== Segment start ==

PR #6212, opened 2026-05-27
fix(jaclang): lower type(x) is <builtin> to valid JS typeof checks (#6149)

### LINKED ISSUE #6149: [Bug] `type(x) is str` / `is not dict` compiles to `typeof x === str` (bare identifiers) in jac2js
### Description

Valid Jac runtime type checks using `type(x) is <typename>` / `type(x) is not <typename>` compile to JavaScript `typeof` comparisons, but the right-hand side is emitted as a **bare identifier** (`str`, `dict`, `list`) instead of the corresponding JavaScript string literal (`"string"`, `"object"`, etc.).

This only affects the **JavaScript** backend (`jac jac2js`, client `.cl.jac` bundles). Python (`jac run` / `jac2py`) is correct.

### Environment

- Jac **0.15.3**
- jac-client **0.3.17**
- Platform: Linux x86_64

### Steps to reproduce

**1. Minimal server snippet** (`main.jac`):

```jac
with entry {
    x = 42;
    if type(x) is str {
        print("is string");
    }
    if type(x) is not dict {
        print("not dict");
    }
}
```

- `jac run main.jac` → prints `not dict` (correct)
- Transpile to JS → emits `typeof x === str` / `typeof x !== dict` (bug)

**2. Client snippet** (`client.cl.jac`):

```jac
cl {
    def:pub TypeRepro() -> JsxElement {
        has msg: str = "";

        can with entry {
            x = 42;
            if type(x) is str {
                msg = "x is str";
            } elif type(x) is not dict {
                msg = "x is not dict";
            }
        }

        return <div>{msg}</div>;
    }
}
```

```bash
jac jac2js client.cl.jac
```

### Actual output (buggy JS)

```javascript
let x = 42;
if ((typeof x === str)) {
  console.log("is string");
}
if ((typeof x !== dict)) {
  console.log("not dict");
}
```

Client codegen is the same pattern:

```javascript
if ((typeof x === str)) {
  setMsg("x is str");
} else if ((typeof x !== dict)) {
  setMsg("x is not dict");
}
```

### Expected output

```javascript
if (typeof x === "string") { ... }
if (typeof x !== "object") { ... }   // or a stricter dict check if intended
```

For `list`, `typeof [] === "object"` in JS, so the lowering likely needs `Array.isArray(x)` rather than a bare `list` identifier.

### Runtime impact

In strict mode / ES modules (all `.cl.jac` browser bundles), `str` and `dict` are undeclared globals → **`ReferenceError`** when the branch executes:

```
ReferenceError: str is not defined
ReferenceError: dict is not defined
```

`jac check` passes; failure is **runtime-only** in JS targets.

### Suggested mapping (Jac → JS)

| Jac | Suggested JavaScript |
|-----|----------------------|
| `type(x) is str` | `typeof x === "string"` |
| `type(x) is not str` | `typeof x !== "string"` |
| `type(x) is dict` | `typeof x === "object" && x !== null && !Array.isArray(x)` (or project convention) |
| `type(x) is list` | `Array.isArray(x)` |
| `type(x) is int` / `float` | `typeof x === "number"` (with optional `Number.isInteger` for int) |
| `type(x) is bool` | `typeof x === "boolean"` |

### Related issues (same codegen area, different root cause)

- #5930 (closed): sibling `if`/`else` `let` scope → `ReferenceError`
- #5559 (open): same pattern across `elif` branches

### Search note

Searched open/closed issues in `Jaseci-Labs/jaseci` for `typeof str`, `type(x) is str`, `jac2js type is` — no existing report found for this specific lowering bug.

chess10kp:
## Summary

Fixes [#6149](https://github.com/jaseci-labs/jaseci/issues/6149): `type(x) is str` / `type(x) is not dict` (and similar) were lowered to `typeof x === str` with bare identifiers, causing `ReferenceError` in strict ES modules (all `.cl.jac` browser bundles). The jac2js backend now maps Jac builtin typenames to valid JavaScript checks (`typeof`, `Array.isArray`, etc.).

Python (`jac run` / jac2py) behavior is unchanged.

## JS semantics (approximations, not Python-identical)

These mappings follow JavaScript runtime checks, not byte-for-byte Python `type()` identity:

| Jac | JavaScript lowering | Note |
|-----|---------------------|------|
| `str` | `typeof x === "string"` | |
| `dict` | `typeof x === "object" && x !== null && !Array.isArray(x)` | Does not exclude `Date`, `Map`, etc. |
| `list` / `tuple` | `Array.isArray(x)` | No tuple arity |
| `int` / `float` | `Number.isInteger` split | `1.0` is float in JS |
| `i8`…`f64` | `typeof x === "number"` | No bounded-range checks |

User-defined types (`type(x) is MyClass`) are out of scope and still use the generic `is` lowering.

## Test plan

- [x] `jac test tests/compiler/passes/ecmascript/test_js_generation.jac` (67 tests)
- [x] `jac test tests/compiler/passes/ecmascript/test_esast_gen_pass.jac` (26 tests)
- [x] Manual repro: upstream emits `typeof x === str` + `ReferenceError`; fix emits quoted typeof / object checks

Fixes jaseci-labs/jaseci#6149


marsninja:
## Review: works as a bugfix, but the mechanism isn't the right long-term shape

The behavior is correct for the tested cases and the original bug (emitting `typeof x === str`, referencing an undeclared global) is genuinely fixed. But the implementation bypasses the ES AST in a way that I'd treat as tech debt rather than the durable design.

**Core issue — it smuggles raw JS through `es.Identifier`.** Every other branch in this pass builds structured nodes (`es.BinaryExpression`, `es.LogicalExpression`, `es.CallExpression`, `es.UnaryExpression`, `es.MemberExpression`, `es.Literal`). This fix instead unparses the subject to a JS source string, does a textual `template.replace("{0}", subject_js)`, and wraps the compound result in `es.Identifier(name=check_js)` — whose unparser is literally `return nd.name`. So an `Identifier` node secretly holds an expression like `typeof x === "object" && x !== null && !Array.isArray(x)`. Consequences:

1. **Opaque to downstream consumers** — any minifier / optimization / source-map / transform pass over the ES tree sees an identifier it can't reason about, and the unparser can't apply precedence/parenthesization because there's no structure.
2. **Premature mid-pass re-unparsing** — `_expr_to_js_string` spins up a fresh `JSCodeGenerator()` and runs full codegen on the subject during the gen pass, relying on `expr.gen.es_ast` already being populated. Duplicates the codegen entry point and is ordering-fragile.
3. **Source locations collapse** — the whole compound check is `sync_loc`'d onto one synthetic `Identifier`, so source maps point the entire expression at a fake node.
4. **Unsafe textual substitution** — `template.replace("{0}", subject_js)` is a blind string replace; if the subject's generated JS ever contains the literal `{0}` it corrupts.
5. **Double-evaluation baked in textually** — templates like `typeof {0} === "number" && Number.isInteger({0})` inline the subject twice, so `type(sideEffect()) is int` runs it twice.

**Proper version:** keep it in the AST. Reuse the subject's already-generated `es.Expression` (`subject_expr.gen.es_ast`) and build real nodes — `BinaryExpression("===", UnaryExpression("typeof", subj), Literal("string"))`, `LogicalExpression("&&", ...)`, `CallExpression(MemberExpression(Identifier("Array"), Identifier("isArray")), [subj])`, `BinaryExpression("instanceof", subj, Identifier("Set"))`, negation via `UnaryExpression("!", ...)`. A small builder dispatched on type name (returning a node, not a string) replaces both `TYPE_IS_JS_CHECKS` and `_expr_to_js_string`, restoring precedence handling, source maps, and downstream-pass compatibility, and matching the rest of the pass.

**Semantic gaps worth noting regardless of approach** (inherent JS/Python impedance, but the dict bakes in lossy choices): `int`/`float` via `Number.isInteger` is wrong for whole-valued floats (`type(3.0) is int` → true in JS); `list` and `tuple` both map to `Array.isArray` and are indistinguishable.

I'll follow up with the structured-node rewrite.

== Segment end ==

§ What to produce:
Repeat word for word the lines above that run from the line containing "bounded-range checks |" through the line containing "4. **Unsafe textual", both ends included, and nothing else.

§ Exercise answer:
| `i8`…`f64` | `typeof x === "number"` | No bounded-range checks |

User-defined types (`type(x) is MyClass`) are out of scope and still use the generic `is` lowering.

## Test plan

- [x] `jac test tests/compiler/passes/ecmascript/test_js_generation.jac` (67 tests)
- [x] `jac test tests/compiler/passes/ecmascript/test_esast_gen_pass.jac` (26 tests)
- [x] Manual repro: upstream emits `typeof x === str` + `ReferenceError`; fix emits quoted typeof / object checks

Fixes jaseci-labs/jaseci#6149


marsninja:
## Review: works as a bugfix, but the mechanism isn't the right long-term shape

The behavior is correct for the tested cases and the original bug (emitting `typeof x === str`, referencing an undeclared global) is genuinely fixed. But the implementation bypasses the ES AST in a way that I'd treat as tech debt rather than the durable design.

**Core issue — it smuggles raw JS through `es.Identifier`.** Every other branch in this pass builds structured nodes (`es.BinaryExpression`, `es.LogicalExpression`, `es.CallExpression`, `es.UnaryExpression`, `es.MemberExpression`, `es.Literal`). This fix instead unparses the subject to a JS source string, does a textual `template.replace("{0}", subject_js)`, and wraps the compound result in `es.Identifier(name=check_js)` — whose unparser is literally `return nd.name`. So an `Identifier` node secretly holds an expression like `typeof x === "object" && x !== null && !Array.isArray(x)`. Consequences:

1. **Opaque to downstream consumers** — any minifier / optimization / source-map / transform pass over the ES tree sees an identifier it can't reason about, and the unparser can't apply precedence/parenthesization because there's no structure.
2. **Premature mid-pass re-unparsing** — `_expr_to_js_string` spins up a fresh `JSCodeGenerator()` and runs full codegen on the subject during the gen pass, relying on `expr.gen.es_ast` already being populated. Duplicates the codegen entry point and is ordering-fragile.
3. **Source locations collapse** — the whole compound check is `sync_loc`'d onto one synthetic `Identifier`, so source maps point the entire expression at a fake node.
4. **Unsafe textual substitution** — `template.replace("{0}", subject_js)` is a blind string replace; if the subject's generated JS ever contains the literal `{0}` it corrupts.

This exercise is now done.